In 2008, the Whaling Museum received accreditation from the American Association of Museums. The museum was reaccredited in 2017.

== History ==
William Hadwen and Nathaniel Barney were partners in a whale-oil manufacturing firm on the island in the mid-19th century, Hadwen & Barney. In 1848, they purchased the oil and candle factory building on Broad Street at the head of New North Wharf (now Steamboat Wharf) built by Richard Mitchell & Sons in 1847, a year after the Great Fire swept through the area. The Greek Revival-style industrial building (similar to the Thomas Macy Warehouse on Straight Wharf) was originally the core of a complex of buildings devoted to oil processing and candle manufacturing, supplying oil for street lamps in London and Paris and lighthouses along the Atlantic coast of the United States.

After the local whaling industry failed, the last whaling ship sailed from Nantucket in 1869, the building was used as a warehouse, and much later as an antiques shop. In 1929, it was purchased by the Nantucket Historical Association to house a collection of whaling artifacts donated by Edward F. Sanderson, a Congregational minister. The Whaling Museum opened in the Hadwen & Barney Oil and Candle Factory in 1930, with Sanderson’s collection of whaling implements and other material relating to the industry displayed in the refinery building. Harpoons, lances, blubber hooks, cutting spades, and a whaleboat fitted out for action were enlivened with the whaling tableaux and commentary of “custodian” George Grant.

The collections of the NHA continued to expand in the twentieth century. While the Whaling Museum featured the industry that made Nantucket an internationally recognized name in the eighteenth and nineteenth centuries, the Fair Street Museum showcased artifacts that told the story of island life, and the NHA’s house museums interpreted domestic life during successive historical eras. Space to preserve and exhibit the relics of an earlier age was always at a premium, but Admiral William Mayhew Folger, a descendant of early settler Peter Foulger, left a bequest to the NHA in 1929 that honored his ancestor. He specifically required the NHA to use the funds from his bequest to construct a building similar to the Coffin School, a Greek Revival-style brick building built on Winter Street in 1852 with funds donated by Sir Isaac Coffin, a British admiral descended from Tristram Coffin.
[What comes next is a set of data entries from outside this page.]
Issue #404, opened 2018-11-22
calling git describe on non-git directory in Docker


stephankn:
osmose_run.py tries to call `git describe`. This is useless since osmose-backend inside Docker is no git repository. This folder is explicitly excluded from being added (see `.dockerignore`).

https://github.com/osm-fr/osmose-backend/blob/master/osmose_run.py#L68

frodrigo:
The idea is to mount the source code as a volume and got back .git again. Mounting the source avoid to rebuild the image at each update.
BTW, I have a branch changing most on the Docker part : https://github.com/frodrigo/osmose-backend/commits/docker

stephankn:
Uh, sounds complicated. Why not simply passing in the `git describe` value as an ARG to later assign this to ENV inside docker? Sounds much cleaner than importing sources into the image and running git inside the container.
Versions will not change after the image was created. So no need to determine the version multiple times.

jocelynj:
In fact, we might need two versions:
  - the one from origin/master
  - the one from HEAD

This is because HEAD might not be up-to-date with origin/master.

frodrigo:
Now, It's OK for you? Can we close this?

PR #406, opened 2018-11-22
add version from Docker image via environment

stephankn:
improves  #404 ,

call 

    docker build --build-arg GIT_VERSION=`git describe --dirty`

to pass the current version as environment to the image.

### DIFF
--- a/docker/Dockerfile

Admiral Folger’s gift was received in 1968, after the death of his last surviving beneficiary, and following his wishes, the building at the corner of Broad and North Water streets was completed in 1971, providing new exhibit halls, a library room, office space, and more room to store collections.

The NHA library and artifact collections were housed in their own dedicated buildings in the late twentieth and early twenty-first centuries, freeing up the Broad Street compound for improvement. A new museum was designed, incorporating the 1847 Hadwen & Barney Oil and Candle Factory and the 1971 Peter Foulger Museum on the opposite corner of the block as part of a new site that bridged the two buildings with exhibit and program space, including Gosnell Hall, where a forty-foot-long sperm-whale skeleton is suspended from the ceiling. The Hadwen & Barney Oil and Candle Factory, featuring the massive lever-press, is interpreted as an industrial site where the complicated process of refining oil and making spermaceti candles is explained. New exhibition spaces extend above and around Gosnell Hall, including a scrimshaw and decorative arts gallery and galleries for changing exhibits about Nantucket life, arts, and ideas.